There's a lot of buzz about the health benefits of bee pollen and royal jelly, but apart from being good for bees, are there any real benefits for people?
There’s a lot of buzz about the health benefits of bee pollen and royal jelly, but apart from being good for bees, are there any real benefits for people?
Bee pollen may be among the oldest known dietary supplements. Its use as a medicine is said to date back to the early Chinese and Egyptians. Hippocrates wrote about and may have used it as a healing substance some 2,500 years ago.
Bee pollen is actually flower pollen that sticks to the legs and body of the honey bees as they collect nectar from the inside of flowers. Beekeepers attach a special wire mesh, called a pollen trap, to the front of the beehive to facilitate collection of the pollen. As the bees walk along the screen to enter the hive, some of the pollen falls off and is collected in a pan below.

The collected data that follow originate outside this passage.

PR #836, opened 2017-05-11
[ADD] user_threshold: Create module

### LINKED ISSUE #811: [RFC] user_threshold: Impose Superficial User Limit
This module will provide the ability to limit the amount of non-portal/public user limits at the following levels:

* Total users per database - System parameter
* Total users per company - Company option

It will provide a security group for the ability to administer the amount of these users, and will restrict view/edit of the parameter & option to that group.

It will look for the environment variable `USER_THRESHOLD_HIDE` to be `1`. If it is, the security option should be removed from all users on all databases (during Odoo start). The security option should also be removed from the view so that administrators cannot add it back.

Also if this trigger is set, we will need to explicitly disable the ability for the sudo user to control these options. We will need to add explicit checks in the relevant models to circumvent this.

This will allow for a lockout of these permissions, and therefore a (possibly remote) configurable user threshold that cannot be circumvented without the proper user - in my case a service account.

We will also create a glue module `user_threshold_immutable` that will auto install if [user_immutable](https://github.com/OCA/server-tools/issues/810) is installed. That module will simply not count the immutable users towards the threshold.

Anyone know of anything existing, or have thoughts on implementation?

tedsalmon:
User Threshold
==============

This module adds the ability to limit the amount of non-portal/public that 
exist in the database and per-company. It also adds a group named 
`User Threshold Managers` which are  the only users who can alter the 
thresholds. This module also limits the  ability of users to add membership 
to the manager group to  pre-existing members. By default, `Administrator` 
is the only member of this group. There  is also a flag that can be set on 
users so that they do not count towards the user threshold.

Using the `USER_THRESHOLD_HIDE` environment variable, you can also hide the 
threshold exemption flag from users and the company setting for user 
threshold. Setting this flag will also remove threshold exemptions for any 
users who are not defined in the `USER_THRESHOLD_USER` environment variable.

Installation
============

* Install module as normal

Usage
=====

A system parameter named `user.threshold.database` is added by default with 
the value of '0' (Unlimited). Set this value to the total number of users 
you wish to allow in the database.

A field has been added to users to allow you to exempt them from the 
thresholds.

A field has been added to all companies, which allows you to define the max 
number of users that the company can have.

The following environment variables are available for your configuration
pleasure:

| Name | Description |
|------|-------------|
| USER_THRESHOLD_HIDE | Hide all threshold settings and default the exempt users to those definied by the USER_THRESHOLD_USERS variable
| USER_THRESHOLD_USER | White list of users who are exempt from the 
threshold.

Fixes #811
cc @lasley

### DIFF
--- a/user_threshold/README.rst
+++ b/user_threshold/README.rst
@@ -3,27 +3,27 @@
    :alt: License: LGPL-3
 
 ==============
-User Immutable
+User Threshold
 ==============
 
-This module adds the ability to limit the amount of non-portal/public that 
-exist in the database and per-company. It also adds a group named 
-`User Threshold Managers` which are  the only users who can alter the 
-thresholds. This module also limits the  ability of users to add membership 
+This module adds the ability to limit the amount of non-portal/public
+users that exist in the database and per-company.
+
+It adds a group named `User Threshold Managers` which are  the only users
+who can alter the thresholds.
+
+This module also limits the  ability of users to add membership
 to the manager group to  pre-existing members. By default, `Administrator` 
-is the only member of this group. There  is also a flag that can be set on 
-users so that they do not count towards the user threshold.
+is the only member of this group.
+
+Additionally, there is a flag that can be set on users so that they do not
+count towards the user threshold.
 
 Using the `USER_THRESHOLD_HIDE` environment variable, you can also hide the 
 threshold exemption flag from users and the company setting for user 
 threshold. Setting this flag will also remove threshold exemptions for any 
 users who are not defined in the `USER_THRESHOLD_USER` environment variable.
 
-
-Installation
-============
-
-* Install module as normal
 
 Usage
 =====
@@ -44,8 +44,7 @@ pleasure:
 | Name | Description |
 |------|-------------|
 | USER_THRESHOLD_HIDE | Hide all threshold settings and default the exempt users to those definied by the USER_THRESHOLD_USERS variable
-| USER_THRESHOLD_USER | White list of users who are exempt from the 
-threshold.
+| USER_THRESHOLD_USER | White list of users who are exempt from the threshold.
 
 
 .. image:: https://odoo-community.org/website/image/ir.attachment/5784_f2813bd/datas
--- a/user_threshold/README.rst
+++ b/user_threshold/README.rst
@@ -1,0 +1,91 @@
+.. image:: https://img.shields.io/badge/license-LGPL--3-blue.svg
+   :target: http://www.gnu.org/licenses/lgpl-3.0-standalone.html
+   :alt: License: LGPL-3
+
+==============
+User Immutable
+==============
+
+This module adds the ability to limit the amount of non-portal/public that 
+exist in the database and per-company. It also adds a group named 
+`User Threshold Managers` which are  the only users who can alter the 
+thresholds. This module also limits the  ability of users to add membership 
+to the manager group to  pre-existing members. By default, `Administrator` 
+is the only member of this group. There  is also a flag that can be set on 
+users so that they do not count towards the user threshold.
+
+Using the `USER_THRESHOLD_HIDE` environment variable, you can also hide the 
+threshold exemption flag from users and the company setting for user 
+threshold. Setting this flag will also remove threshold exemptions for any 
+users who are not defined in the `USER_THRESHOLD_USER` environment variable.
+
+
+Installation
+============
+
+* Install module as normal
+
+Usage
+=====
+
+A system parameter named `user.threshold.database` is added by default with 
+the value of '0' (Unlimited). Set this value to the total number of users 
+you wish to allow in the database.
+
+A field has been added to users to allow you to exempt them from the 
+thresholds.
+
+A field has been added to all companies, which allows you to define the max 
+number of users that the company can have.
+
+The following environment variables are available for your configuration
+pleasure:
+
+| Name | Description |
+|------|-------------|
+| USER_THRESHOLD_HIDE | Hide all threshold settings and default the exempt users to those definied by the USER_THRESHOLD_USERS variable
+| USER_THRESHOLD_USER | White list of users who are exempt from the 
+threshold.
+
+
+.. image:: https://odoo-community.org/website/image/ir.attachment/5784_f2813bd/datas
+   :alt: Try me on Runbot
+   :target: https://runbot.odoo-community.org/runbot/149/10.0
+
+Bug Tracker
+===========
+
+Bugs are tracked on `GitHub Issues
+`<https://github.com/OCA/server-tools/issues>`_. In case of trouble, please
+check there if your issue has already been reported. If you spotted it first,
+help us smash it by providing detailed and welcomed feedback.
+
+
+Credits
+=======
+
+Images
+------
+
+* Odoo Community Association: `Icon <https://github.com/OCA/maintainer-tools/blob/master/template/module/static/description/icon.svg>`_.
+
+Contributors
+------------
+
+* Ted Salmon <tsalmon@laslabs.com>
+
+
+Maintainer
+----------
+
+.. image:: https://odoo-community.org/logo.png
+   :alt: Odoo Community Association
+   :target: https://odoo-community.org
+
+This module is maintained by the OCA.
+
+OCA, or the Odoo Community Association, is a nonprofit organization whose
+mission is to support the collaborative development of Odoo features and
+promote its widespread use.
+
+To contribute to this module, please visit https://odoo-community.org.
--- a/user_threshold/README.rst
+++ b/user_threshold/README.rst
@@ -24,6 +24,12 @@ threshold exemption flag from users and the company setting for user
 threshold. Setting this flag will also remove threshold exemptions for any 
 users who are not defined in the `USER_THRESHOLD_USER` environment variable.
 
+There are two modules available that also implement functionality similar to
+what is provided in this module but in a more abstract way. They are:
+
+https://github.com/it-projects-llc/access-addons/tree/10.0/access_limit_records_number
+https://github.com/it-projects-llc/access-addons/tree/10.0/access_restricted
+
 
 Usage
 =====
@@ -38,12 +44,11 @@ thresholds.
 A field has been added to all companies, which allows you to define the max 
 number of users that the company can have.
 
-The following environment variables are available for your configuration
-pleasure:
+The following environment variables are available for your configuration ease:
 
 | Name | Description |
 |------|-------------|
-| USER_THRESHOLD_HIDE | Hide all threshold settings and default the exempt users to those definied by the USER_THRESHOLD_USERS variable
+| USER_THRESHOLD_HIDE | Hide all threshold settings and default the exempt users to those defined by the USER_THRESHOLD_USERS variable
 | USER_THRESHOLD_USER | White list of users who are exempt from the threshold.
 
 
--- a/user_threshold/data/user_threshold_data.xml
+++ b/user_threshold/data/user_threshold_data.xml
@@ -2,19 +2,12 @@
 <!-- Copyright 2017 LasLabs Inc.
      License LGPL-3.0 or later (http://www.gnu.org/licenses/lgpl). -->
 
-<odoo noupdate="1">
+<odoo>
 
     <record id="group_threshold_manager" model="res.groups">
         <field name="name">User Threshold Manager</field>
         <field name="category_id" ref="base.module_category_hidden"/>
         <field name="users" eval="[(4, ref('base.user_root'))]" />
-    </record>
-
-    <record id="config_user_threshold" model="ir.config_parameter">
-        <field name="key">user.threshold.database</field>
-        <field name="value">0</field>
-        <field name="group_ids"
-               eval="[(4, ref('user_threshold.group_threshold_manager'))]" />
     </record>
 
 </odoo>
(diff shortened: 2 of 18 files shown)


lasley:
@tedsalmon your readme is for user immutable. Please update and fix your PR description

_Edit - It's just the title it seems. I fixed the PR description_

user_threshold/README.rst
```diff
@@ -0,0 +1,91 @@
+.. image:: https://img.shields.io/badge/license-LGPL--3-blue.svg
+   :target: http://www.gnu.org/licenses/lgpl-3.0-standalone.html
+   :alt: License: LGPL-3
+
+==============
+User Immutable
+==============
+
+This module adds the ability to limit the amount of non-portal/public that
```
lasley: users that

user_threshold/README.rst
```diff
@@ -0,0 +1,91 @@
...
+   :alt: License: LGPL-3
+
+==============
+User Immutable
+==============
+
+This module adds the ability to limit the amount of non-portal/public that 
+exist in the database and per-company. It also adds a group named 
+`User Threshold Managers` which are  the only users who can alter the 
+thresholds. This module also limits the  ability of users to add membership
```
lasley: Should break this up. Lots of "This also" included for one paragraph

user_threshold/README.rst
```diff
@@ -0,0 +1,91 @@
...
+is the only member of this group. There  is also a flag that can be set on 
+users so that they do not count towards the user threshold.
+
+Using the `USER_THRESHOLD_HIDE` environment variable, you can also hide the 
+threshold exemption flag from users and the company setting for user 
+threshold. Setting this flag will also remove threshold exemptions for any 
+users who are not defined in the `USER_THRESHOLD_USER` environment variable.
+
+
+Installation
```
lasley: Remove empty section

user_threshold/data/user_threshold_data.xml
```diff
@@ -0,0 +1,20 @@
+<?xml version="1.0" encoding="utf-8"?>
+<!-- Copyright 2017 LasLabs Inc.
+     License LGPL-3.0 or later (http://www.gnu.org/licenses/lgpl). -->
+
+<odoo noupdate="1">
```
lasley: Security rules should be noupdate=0

user_threshold/data/user_threshold_data.xml
```diff
@@ -0,0 +1,20 @@
...
+
+    <record id="group_threshold_manager" model="res.groups">
+        <field name="name">User Threshold Manager</field>
+        <field name="category_id" ref="base.module_category_hidden"/>
+        <field name="users" eval="[(4, ref('base.user_root'))]" />
+    </record>
+
+    <record id="config_user_threshold" model="ir.config_parameter">
```
lasley: Break data up by model

user_threshold/models/ir_config_parameter.py
```diff
@@ -0,0 +1,48 @@
...
+from odoo.exceptions import AccessError
+
+MAX_DB_USER_PARAM = 'user.threshold.database'
+HIDE_THRESHOLD = str(os.environ.get('USER_THRESHOLD_HIDE', '')) == '1'
+
+
+class IrConfigParameter(models.Model):
+    _inherit = 'ir.config_parameter'
+
+    def _can_manipulate_th(self):
```
lasley: `_th`?

user_threshold/models/res_groups.py
```diff
@@ -0,0 +1,26 @@
...
+    _inherit = 'res.groups'
+
+    @api.multi
+    def write(self, vals):
+        """ Override write to verify that membership of the Threshold Manager
+        group is not able to be set by users outside that group
+        """
+        manager = self.env.ref(THRESHOLD_MANAGER, raise_if_not_found=False)
+        is_manager = self.env.user.has_group(THRESHOLD_MANAGER)
+        if len(self.filtered(lambda r: r == manager)) and not is_manager:
```
lasley: `if not is_manager and manager in self`

user_threshold/models/res_users.py
```diff
@@ -0,0 +1,118 @@
...
+    )
+
+    def __init__(self, pool, cr):
+        """ Override to check if env var to hide threshold configuration and
+        reset the database state is set. If it is, run those actions
+        """
+        if HIDE_THRESHOLD:
+            exempt_users = os.environ.get(
+                'USER_THRESHOLD_USER', ''
+            ).split(',')
```
lasley: Even if you think it's simple, never parse CSV by hand. Always use the csv module.

user_threshold/models/res_users.py
```diff
@@ -0,0 +1,118 @@
...
+            cr.execute(
```
lasley: Did ORM significantly slow this down or something?

user_threshold/models/res_users.py
```diff
@@ -0,0 +1,118 @@
...
+    def _check_thresholds(self):
+        """ Check to see if any user thresholds are met
+        Returns:
+            False when the thresholds aren't met and True when they are
+        """
+        domain = [
+            ('threshold_exempt', '=', False),
+            ('share', '=', False),
+        ]
+        db_users = len(self.env['res.users'].search(domain))
```
lasley: [`search_count`](https://github.com/odoo/odoo/blob/faba6daf7c8f95bfc865cc3f59297070c59e3e3b/odoo/models.py#L1489)

user_threshold/models/res_users.py
```diff
@@ -0,0 +1,118 @@
...
+        max_db_users = int(self.env['ir.config_parameter'].get_param(
+            MAX_DB_USER_PARAM
+        ))
+        if max_db_users > 0 and db_users >= max_db_users:
+            return True
+        company = self.env.user.company_id
+        domain.append(('company_id', '=', company.id))
+        company_users = len(self.env['res.users'].search(domain))
```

Pollen grains contain nutrients such as carbohydrates, proteins, fatty acids, vitamins, and minerals as well as phytonutrients including flavonoids and polyphenols–known to have antioxidant activity.
One bee pollen manufacturer tested its bee pollen using the Oxygen Radical Absorbance Capacity (ORAC) test and determined that their pollen had an ORAC value well beyond that of wild blueberries, which has one of the highest ORAC scores.
While impressive and potentially exciting from a health perspective, this result has yet to be duplicated. The research on bee pollen is very limited, but animal studies show that pollen can protect against oxidative and free-radical damage, the effects of harmful radiation, as well as toxic exposure to chemical solvents.
The Royal Treatment
Royal jelly plays a pivotal role in the development of honeybee larvae. Produced by glands in worker bees’ heads, royal jelly is used to feed all of the larvae in the colony, including those destined to be workers, for the first two to three days of their development.
After that time the nurses continue to give the larval queens only royal jelly while the worker larvae receive a mixture of jelly, pollen, and honey. This allows the queen to develop her reproductive organs while the female workers become sterile.
The queen grows 40 to 60 percent larger than the other bees and lives for approximately five to six years compared to the worker bee lifespan of about six weeks. This dramatic difference is what lends royal jelly its reputation as a rejuvenating elixir.
Anecdotal evidence of the benefits of royal jelly for humans abounds; however, there have been only a small number of human trials, so it is difficult to know with much certainty the long-term benefits and effects of daily consumption.
Three human studies used double-blind procedure and an oral preparation of royal jelly. It was found that royal jelly in amounts of 50 to 100 mg per day reduced total cholesterol by about 14 percent in people with moderately high cholesterol levels.
More recent test tube and animal studies have shown that royal jelly demonstrates high antioxidant activity as well as the ability to stimulate the production of type I collagen and other activities for bone formation through action on osteoblasts.
We do know that royal jelly contains approximately 12 percent protein and 12 to 15 percent carbohydrate. It also contains all of the B vitamins, including a high concentration of pantothenic acid (B5) and pyridoxine (B6), both of which are involved in energy production and metabolism in the body.
Royal jelly and bee pollen could prove harmful for those individuals allergic to bee stings, honey, or ragweed pollen, which is present in bee pollen. Anyone with extreme allergic responses to bee stings should avoid these products.